By the mid-eighteenth century though the City was facing the same problems it had done five-hundred years earlier: Borough High Street was still the only major thoroughfare into London from the south, and despite numerous attempts to control the chaos of the market, the stallholders and the livestock were creating havoc along the length of Borough High Street. Once again the City lobbied the national authorities, and in 1756 an Act of Parliament was passed to close down the market.
Except that wasn’t the end of the story, because a second Act was also passed that year. This granted the parishioners of St Saviour’s the right to purchase land for a new market, away from the High Street, that would “be and remain an estate for the use and benefit of the said parish for ever”. Funds were raised to buy a plot on the western side of Borough High Street, known as The Triangle, which is where the market has remained ever since. As was stipulated in the 1756 Act of Parliament, the market remains a charitable trust to this day.
By the nineteenth century Borough Market had become solely used for the wholesale of fruit and veg, and the current market buildings were built in the 1850s. The construction of London Bridge Station led to a railway viaduct splitting the market in half in 1862, but the trains brought with them more business and helped the market to grow in importance. As Southwark expanded, so too did Borough Market, with additional plots of land being purchased for ever more stalls. Its proximity to the Thames, its ports being the unloading point for exotic foodstuffs from across the Empire, meant that Borough Market continued to thrive. By the 1930s it boasted four-hundred trading stalls, and Charlie Chaplin - who had grown up near Southwark - sponsored the market's annual sports day, which included a Chaplin lookalike contest.
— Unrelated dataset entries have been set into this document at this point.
PR #3514, opened 2024-08-29
Add a Config constructor : `Config.stringNonEmpty `

### LINKED ISSUE #3515: Add a Config.nonEmptyString constructor

Most of the time, empty string is not a valid configuration, it often comes from a .env file not filled in by the user (file that comes from .env.example or something)

```env
# Redirect the emails to this user
EMAIL_REDIRECT=

DB_URL=
```

Some other packages (like https://env.t3.gg/docs/core) have an option to treat empty string as undefined.

I believe this case is common enough to be a part of the Effect repo.  

Add a new constructor:

```ts
const dbUrl = yield* Config. stringNonEmpty("DB_URL");
```

Making my own function like the one @tim-smart did:

```ts
import { Config, ConfigError, Either, Redacted } from "effect"

export const nonEmptyString = (name: string) =>
  Config.string(name).pipe(
    Config.mapOrFail(_ => {
      const trimmed = _.trim()
      return trimmed !== ""
        ? Either.right(trimmed)
        : Either.left(ConfigError.MissingData([], "must not be empty"))
    }),
  )

```

titouancreach:
## Type

- [ ] Refactor
- [x] Feature
- [ ] Bug Fix
- [ ] Optimization
- [ ] Documentation Update

## Description

Added a new constructor to config.

## Related

- Related Issue #3515
- Closes #3515

### DIFF
--- a/packages/effect/src/Config.ts
+++ b/packages/effect/src/Config.ts
@@ -370,7 +370,7 @@ export const string: (name?: string) => Config<string> = internal.string
 /**
  * Constructs a config for a non-empty string value.
  *
- * @since ??
+ * @since 3.7.0
  * @category constructors
  */
 export const nonEmptyString: (name?: string) => Config<string> = internal.nonEmptyString
--- a/packages/effect/src/Config.ts
+++ b/packages/effect/src/Config.ts
@@ -373,7 +373,7 @@ export const string: (name?: string) => Config<string> = internal.string
  * @since 3.7.0
  * @category constructors
  */
-export const nonEmptyString: (name?: string) => Config<string> = internal.nonEmptyString
+export const stringNonEmpty: (name?: string) => Config<string> = internal.stringNonEmpty
 
 /**
  * Constructs a config which contains the specified value.
--- a/packages/effect/src/Config.ts
+++ b/packages/effect/src/Config.ts
@@ -368,6 +368,14 @@ export const hashSet: <A>(config: Config<A>, name?: string) => Config<HashSet.Ha
 export const string: (name?: string) => Config<string> = internal.string
 
 /**
+ * Constructs a config for a non-empty string value.
+ *
+ * @since ??
+ * @category constructors
+ */
+export const nonEmptyString: (name?: string) => Config<string> = internal.nonEmptyString
+
+/**
  * Constructs a config which contains the specified value.
  *
  * @since 2.0.0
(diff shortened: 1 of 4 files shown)


packages/effect/src/Config.ts
```diff
@@ -367,6 +367,14 @@ export const hashSet: <A>(config: Config<A>, name?: string) => Config<HashSet.Ha
  */
 export const string: (name?: string) => Config<string> = internal.string
 
+/**
+ * Constructs a config for a non-empty string value.
+ *
+ * @since 3.7.0
+ * @category constructors
+ */
+export const nonEmptyString: (name?: string) => Config<string> = internal.nonEmptyString
```
tim-smart, line 376: I think it should be called `stringNonEmpty`

packages/effect/src/internal/config.ts
```diff
@@ -447,6 +447,16 @@ export const string = (name?: string): Config.Config<string> => {
   return name === undefined ? config : nested(config, name)
 }
 
+/** @internal */
+export const nonEmptyString = (name?: string): Config.Config<string> => {
+  const config = primitive(
+    "a non-empty text property",
+    Either.liftPredicate((text) => text.length > 0, () => configError.InvalidData([], "Expected a non-empty string"))
```
tim-smart, line 454: I wonder if a missing data error is better, then you can use a fallback value.

tim-smart (changes requested):

titouancreach:
Thanks for the review ! I updated the PR accordingly

tim-smart (approved):

packages/effect/src/Config.ts
gcanti: note that there's already a `Match.nonEmptyString`

tim-smart: Maybe we can consolidate at some point.

I prefer `stringNonEmpty` as the developer can start typing "string" and see all the options.

gcanti: > developer can start typing "string" and see all the options

yeah that's nice, however until we decide to make the change across the board, I think it would be better to maintain consistency

there are also `NonEmptyReadonlyArray`, `Schema.nonEmptyString`, `Schema.NonEmptyArray`, etc...

tim-smart: Yeah sure, can put it on the 4.0 list.

PR #6691, opened 2026-07-28
Allow enabling websocket compression in NodeHttpServer and BunHttpServer

t3dotgg:
tl;dr - I want to add compression to websockets in T3 Code. It will [help cut data transferred on T3 Code by as much as 80%](https://github.com/pingdotgg/t3code/pull/4705)

Happy to talk more about this. Figured the patch was simple enough to file a PR quick - no hard feelings if this gets closed :)

---- FROM HERE DOWN IS AI SLOP ----

Browsers offer `permessage-deflate` on every WebSocket connection, but an Effect HTTP server has no way to accept it. `NodeHttpServer` hardcodes `new WebSocketServer({ noServer: true })`, and `BunHttpServer` overwrites any `websocket` key in the serve options with its own handlers — so there is no way to enable compression or tune payload limits without patching the packages.

For apps streaming JSON over websockets this leaves a lot on the table: measured on real production traffic (small ~500B-1KB frames with repeated keys and UUIDs, raw TCP byte counts), accepting `permessage-deflate` with context takeover cuts wire bytes by **4x**.

## Solution

Both servers accept an optional `websocket` field in their existing options, forwarded to the underlying implementation. The wiring/lifecycle options the server manages (`noServer`, `open`/`message`/`close`, etc.) are excluded from the type so they cannot be overridden.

But the boom times were not to last. The construction of the immense New Covent Garden Market in Vauxhall in the 1970s, coupled with the rise in popularity of supermarkets, killed the trade at the once-dominant Borough Market. By the 1990s it was a shadow of its former self. In what was seen at the time as a last gasp attempt at reviving the market, one-off retail events for the public were held in the middle of the decade. Despite reservations from the market’s trustees, these events proved incredibly popular, and in 1998 food writer Henrietta Green organised a three-day Food Lovers’ Fair. Retail events were held one day a month, then every week, and these days the market is open six days a week – enabling self-confessed ‘foodies’ (although anybody using that term to describe themselves ought to be horse whipped, right after the ‘influencers’) to shop for artisanal cheeses and Italian meats from Tuesday through to Sunday. Today there are one-hundred market stalls, covering four and a half acres.
The retail element of Borough Market may have come to dominate the popular imagination in recent years, but there is still a vibrant wholesale community at the market. Trading for these businesses usually starts at around 2am and is finished by eight in the morning; but there is respite for the night workers at Borough, who can enjoy a pint at the Market Porter pub when it opens its doors to the traders at 6am.